逃げた呂布ですが、さすがの赤兎馬も、2人乗りでは早く走れません。
呂布を追ったのは、玄徳たち三兄弟。
ここで、何故か、玄徳と呂布が一騎打ちをすることに。
呂布「俺がこの世で一番憎い相手は曹操だ。
だが、一番戦いたい相手は・・・玄徳、お主だ。
呂布奉先、最後の頼みだ。俺と勝負をしてくれ」

台詞はいいのですが、三国志最強の呂布が玄徳と一騎打ちってねえ
しかも、玄徳が勝っちゃうんですよねえ
まあ、このシーンで関羽や張飛が一騎打ちするのも違う気がするし、しょうがないか。
呂布は最初から勝つ気はなかったのかな。
敗北し自決する呂布。
「関羽様、今度生まれてくるときは、きっと貴方の妻に・・・」と言い残し、後を追う貂蝉。

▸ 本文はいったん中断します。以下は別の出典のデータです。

PR #4993, opened 2024-06-21
EES-5003 - Minor fixes

sambiramairelogic:
Quick intermediary PR which fixes a few niggles ahead of the next deploy to master -

- The `PUBLIC_URL_WITH_WWW` environment variable was incorrectly named, and has been corrected (this will require renaming the similarly incorrectly named pipeline variable).
- To combat the issue of the robots/sitemap files being constructed at build time, which only occurs once and does not have access to environment variables configured for each environment, we introduced `.env.production` so that the build would have access to the correct `PUBLIC_URL` both when running locally and on the pipeline. This however has consequences for the redirect tests, because the redirects are now going to the production url when testing locally. There's a few ways we could resolve this and keep `.env.production`, but this is all just getting too messy and hacky at this stage. I think the simplest thing is to revert `.env.production` and introduce a `PROD_PUBLIC_URL` value to the normal `.env` which only the sitemap config file uses. 
- The SEO metadata playwright tests have been flaky when running locally because the sitemap file produces xml which is confusing playwright's html locators. It finds an xml `<loc>` within an html `span`, so `getByText('foo')` finds two elements, as if both the loc and the span have the same innertext. I spent 15 minutes trying to resolve this but stopped after that since we've decided not to support Playwright tests. For now I've skipped the suite.

### DIFF
--- a/src/explore-education-statistics-frontend/.env
+++ b/src/explore-education-statistics-frontend/.env
@@ -5,5 +5,5 @@ PUBLIC_API_DOCS_URL=TODO-GUIDANCE-URL
 NOTIFICATION_API_BASE_URL=http://localhost:7073/api
 GA_TRACKING_ID=
 PUBLIC_URL=http://localhost:3000/
-PROD_PUBLIC_URL=https://explore-education-statistics.service.gov.uk/
+PROD_PUBLIC_URL=https://explore-education-statistics.service.gov.uk
 APP_ENV=Local
--- a/src/explore-education-statistics-frontend/.env
+++ b/src/explore-education-statistics-frontend/.env
@@ -5,4 +5,5 @@ PUBLIC_API_DOCS_URL=TODO-GUIDANCE-URL
 NOTIFICATION_API_BASE_URL=http://localhost:7073/api
 GA_TRACKING_ID=
 PUBLIC_URL=http://localhost:3000/
+PROD_PUBLIC_URL=https://explore-education-statistics.service.gov.uk/
 APP_ENV=Local
--- a/src/explore-education-statistics-frontend/next-sitemap.config.js
+++ b/src/explore-education-statistics-frontend/next-sitemap.config.js
@@ -1,6 +1,6 @@
 /** @type {import('next-sitemap').IConfig} */
 module.exports = {
-  siteUrl: process.env.PUBLIC_URL,
+  siteUrl: process.env.PROD_PUBLIC_URL,
   sitemapSize: 5000,
   exclude: ['/server-sitemap.xml'],
   generateRobotsTxt: true,
@@ -16,7 +16,7 @@ module.exports = {
         ],
       },
     ],
-    additionalSitemaps: [`${process.env.PUBLIC_URL}server-sitemap.xml`],
+    additionalSitemaps: [`${process.env.PROD_PUBLIC_URL}server-sitemap.xml`],
   },
   transform: async (config, path) => {
     if (path === '/') {
--- a/src/explore-education-statistics-frontend/next-sitemap.config.js
+++ b/src/explore-education-statistics-frontend/next-sitemap.config.js
@@ -16,7 +16,7 @@ module.exports = {
         ],
       },
     ],
-    additionalSitemaps: [`${process.env.PROD_PUBLIC_URL}server-sitemap.xml`],
+    additionalSitemaps: [`${process.env.PROD_PUBLIC_URL}/server-sitemap.xml`],
   },
   transform: async (config, path) => {
     if (path === '/') {
--- a/tests/playwright-tests/tests/public/seoMetadataFiles.spec.ts
+++ b/tests/playwright-tests/tests/public/seoMetadataFiles.spec.ts
@@ -3,7 +3,10 @@ import environment from '@util/env';
 
 const { PUBLIC_URL, PROD_PUBLIC_URL } = environment;
 
-test.describe('SEO Metadata Files', () => {
+// Playwright finds two elements with getByText('...sitemal.xml') because the html span they're displayed
+// in contains the xml <loc> tag, which playwright then treats as another html element.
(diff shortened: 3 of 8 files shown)


sambiramairelogic:
FYI this is the playwright issue, seems to be using `#webkit-xml-viewer-source-xml` to parse the xml 
image

tests/robot-tests/.env.example
```diff
@@ -1,4 +1,5 @@
 PUBLIC_URL=http://localhost:3000  # URL of the public frontend
+PUBLIC_URL_WITH_WWW=http://www.localhost:3000  # URL of the public frontend with www
```
ntsim, line 2: We added a `user navigates to public frontend with www` keyword which means we don't need to add a new environment variable.

Can use this keyword for the UI test changes in this PR.

src/explore-education-statistics-frontend/.env
```diff
@@ -5,4 +5,5 @@ PUBLIC_API_DOCS_URL=TODO-GUIDANCE-URL
 NOTIFICATION_API_BASE_URL=http://localhost:7073/api
 GA_TRACKING_ID=
 PUBLIC_URL=http://localhost:3000/
+PROD_PUBLIC_URL=https://explore-education-statistics.service.gov.uk/
```
ntsim, line 8: Could get rid of the trailing slash given? We don't need to change this in all the environments or infrastructure so this should be pretty easy to do.

Will need adjustments in the `next-sitemap.config.js`

src/explore-education-statistics-frontend/next-sitemap.config.js
```diff
@@ -16,7 +16,7 @@ module.exports = {
         ],
       },
     ],
-    additionalSitemaps: [`${process.env.PUBLIC_URL}server-sitemap.xml`],
+    additionalSitemaps: [`${process.env.PROD_PUBLIC_URL}server-sitemap.xml`],
```
ntsim, line 19: Don't we need to make additional changes in the `server-sitemap.xml` as well? All the locations are using `PUBLIC_URL` instead of `PROD_PUBLIC_URL`

ntsim (changes requested):

tests/playwright-tests/tests/public/seoMetadataFiles.spec.ts
```diff
@@ -3,7 +3,10 @@ import environment from '@util/env';
 
 const { PUBLIC_URL, PROD_PUBLIC_URL } = environment;
 
-test.describe('SEO Metadata Files', () => {
+// Playwright finds two elements with getByText('...sitemal.xml') because the html span they're displayed
+// in contains the xml <loc> tag, which playwright then treats as another html element.
+// TODO: Either resolve this, or re-create these tests in robot if the team prefers
+test.describe.skip('SEO Metadata Files', () => {
```
ntsim, line 9: Wouldn't it be better to skip just the offending test cases?

tests/playwright-tests/tests/public/seoMetadataFiles.spec.ts
```diff
@@ -3,7 +3,10 @@ import environment from '@util/env';
 
 const { PUBLIC_URL, PROD_PUBLIC_URL } = environment;
 
-test.describe('SEO Metadata Files', () => {
+// Playwright finds two elements with getByText('...sitemal.xml') because the html span they're displayed
+// in contains the xml <loc> tag, which playwright then treats as another html element.
```
ntsim, line 7: Could use an XPath selector if there's an issue finding the correct element?

Also, it's weird that it's picking up a `span` because the sitemap doesn't actually contain this element!

tests/robot-tests/.env.example
sambiramairelogic: D'oh, yes of course we did. Will do

src/explore-education-statistics-frontend/next-sitemap.config.js
sambiramairelogic: Hah, yeah happily. I went with the slash to be consistent with `PUBLIC_URL` but yes would much prefer without

tests/playwright-tests/tests/public/seoMetadataFiles.spec.ts
sambiramairelogic: Well, maybe. Ideally! 

Only one of them fails for me, but looking at the assertions in other tests I can't actually explain why the others don't fail too. They use `getByText...toHaveCount(1)` too. 
I'm just a bit concerned that this work has been causing an awful lot of pipeline failures, and these tests aren't really adding a supreme amount of value right now. Also, because the purpose of this PR is to iron out silly issues before a merge to master I'm trying to be as safe as possible. 

If you disagree then I'll happily just skip the one failing test - but wanted to share my reasoning

tests/playwright-tests/tests/public/seoMetadataFiles.spec.ts
sambiramairelogic: Yep was considering that, alternatively could actually make an API GET request to the `/sitemap.xml` route with content type set to xml, then parse the response and assert on it all properly that way. Just cautious not to spend too long on Playwright without approval to do so 

And, yeah, really no idea why it's getting the span!

src/explore-education-statistics-frontend/.env
sambiramairelogic: Hah, yeah happily. I went with the slash to be consistent with PUBLIC_URL but yes would much prefer without

tests/playwright-tests/tests/public/seoMetadataFiles.spec.ts
ntsim: Okay fair enough, happy to leave it then!

ntsim (approved):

玄徳が淑玲・貞姫、張飛が美芳・・・と、伴侶と結ばれたのに、
人形劇三国志の関羽が誰とも娶らず、養子の関平を迎えたのはいい描き方だと思う。
寄り添う呂布と貂蝉の亡骸に雪が積もる演出が美しかった・・・。

と言うわけで、呂布の最期の巻でした。
第6回が初登場なのだから、決して長く登場しているわけではないのに、
三国志での呂布の存在感は大きいよなあ。
人形劇三国志だと、最期はかなり独創的な描き方ですね。
三国志演義や吉川三国志などだと、
玄徳の「丁原や董卓のことを忘れなさんな」という曹操への一言で、
捕虜となった呂布は処刑されてしまうのですが、
それだと玄徳の印象にそぐわないんでしょうな。
僕としては、玄徳の怖さと呂布への因果応報が出ている原作の方が好みです。
でも、人形劇三国志の描き方は、それはそれで、
人形劇三国志の玄徳・呂布の人柄にふさわしく、好きですけどね。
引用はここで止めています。